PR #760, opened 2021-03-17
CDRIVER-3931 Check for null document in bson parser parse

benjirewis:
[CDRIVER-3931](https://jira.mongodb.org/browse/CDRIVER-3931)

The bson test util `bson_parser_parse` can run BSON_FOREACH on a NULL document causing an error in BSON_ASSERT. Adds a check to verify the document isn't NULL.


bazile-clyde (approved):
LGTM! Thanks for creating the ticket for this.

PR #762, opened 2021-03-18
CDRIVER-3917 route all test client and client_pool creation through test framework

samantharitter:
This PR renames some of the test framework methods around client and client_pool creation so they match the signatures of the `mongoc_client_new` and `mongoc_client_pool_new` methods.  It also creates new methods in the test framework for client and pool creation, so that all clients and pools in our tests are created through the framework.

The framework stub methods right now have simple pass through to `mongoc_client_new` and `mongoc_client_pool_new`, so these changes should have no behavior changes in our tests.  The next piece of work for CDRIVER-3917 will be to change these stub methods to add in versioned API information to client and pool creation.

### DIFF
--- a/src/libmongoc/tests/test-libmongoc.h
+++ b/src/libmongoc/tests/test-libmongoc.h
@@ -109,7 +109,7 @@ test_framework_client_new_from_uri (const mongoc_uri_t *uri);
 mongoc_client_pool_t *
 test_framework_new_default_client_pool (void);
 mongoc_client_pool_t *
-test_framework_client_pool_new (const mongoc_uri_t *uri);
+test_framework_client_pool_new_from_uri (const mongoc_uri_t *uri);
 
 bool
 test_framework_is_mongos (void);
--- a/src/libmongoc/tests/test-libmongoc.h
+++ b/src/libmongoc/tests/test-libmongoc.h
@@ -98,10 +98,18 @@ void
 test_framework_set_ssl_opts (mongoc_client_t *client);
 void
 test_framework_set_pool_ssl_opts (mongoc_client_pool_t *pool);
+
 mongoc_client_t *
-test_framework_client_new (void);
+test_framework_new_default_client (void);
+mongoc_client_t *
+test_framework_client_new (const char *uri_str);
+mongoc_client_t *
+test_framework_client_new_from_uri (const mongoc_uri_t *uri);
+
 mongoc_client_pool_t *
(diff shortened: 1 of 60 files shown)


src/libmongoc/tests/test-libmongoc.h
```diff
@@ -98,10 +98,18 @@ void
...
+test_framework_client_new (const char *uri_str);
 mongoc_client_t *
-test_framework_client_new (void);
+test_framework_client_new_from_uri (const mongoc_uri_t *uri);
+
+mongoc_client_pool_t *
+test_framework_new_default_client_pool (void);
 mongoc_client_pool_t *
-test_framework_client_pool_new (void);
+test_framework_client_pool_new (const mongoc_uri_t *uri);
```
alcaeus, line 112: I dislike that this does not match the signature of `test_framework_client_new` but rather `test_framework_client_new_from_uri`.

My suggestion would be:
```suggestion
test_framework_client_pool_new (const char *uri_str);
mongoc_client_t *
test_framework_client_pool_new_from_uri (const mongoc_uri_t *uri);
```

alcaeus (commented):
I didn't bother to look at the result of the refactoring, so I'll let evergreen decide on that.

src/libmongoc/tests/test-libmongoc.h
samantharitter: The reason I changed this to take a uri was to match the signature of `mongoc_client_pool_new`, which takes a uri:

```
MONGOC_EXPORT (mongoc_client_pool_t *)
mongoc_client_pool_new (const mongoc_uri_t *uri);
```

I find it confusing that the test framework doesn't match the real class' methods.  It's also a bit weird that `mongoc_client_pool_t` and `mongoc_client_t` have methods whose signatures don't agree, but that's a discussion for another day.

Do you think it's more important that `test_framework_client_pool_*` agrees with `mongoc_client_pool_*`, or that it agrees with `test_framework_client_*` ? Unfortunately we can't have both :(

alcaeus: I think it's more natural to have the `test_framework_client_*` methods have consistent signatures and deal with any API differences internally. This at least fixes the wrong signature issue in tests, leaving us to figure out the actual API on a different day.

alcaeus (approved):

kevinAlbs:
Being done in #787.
◇ ◇ ◇ ◇ ◇
**EXERCISE INSTRUCTIONS**
In the data above, find the line with "I find it confusing" and the line with "Do you think". Retype both, plus every line between them, exactly.

**YOUR RESPONSE**
I find it confusing that the test framework doesn't match the real class' methods.  It's also a bit weird that `mongoc_client_pool_t` and `mongoc_client_t` have methods whose signatures don't agree, but that's a discussion for another day.

Do you think it's more important that `test_framework_client_pool_*` agrees with `mongoc_client_pool_*`, or that it agrees with `test_framework_client_*` ? Unfortunately we can't have both :(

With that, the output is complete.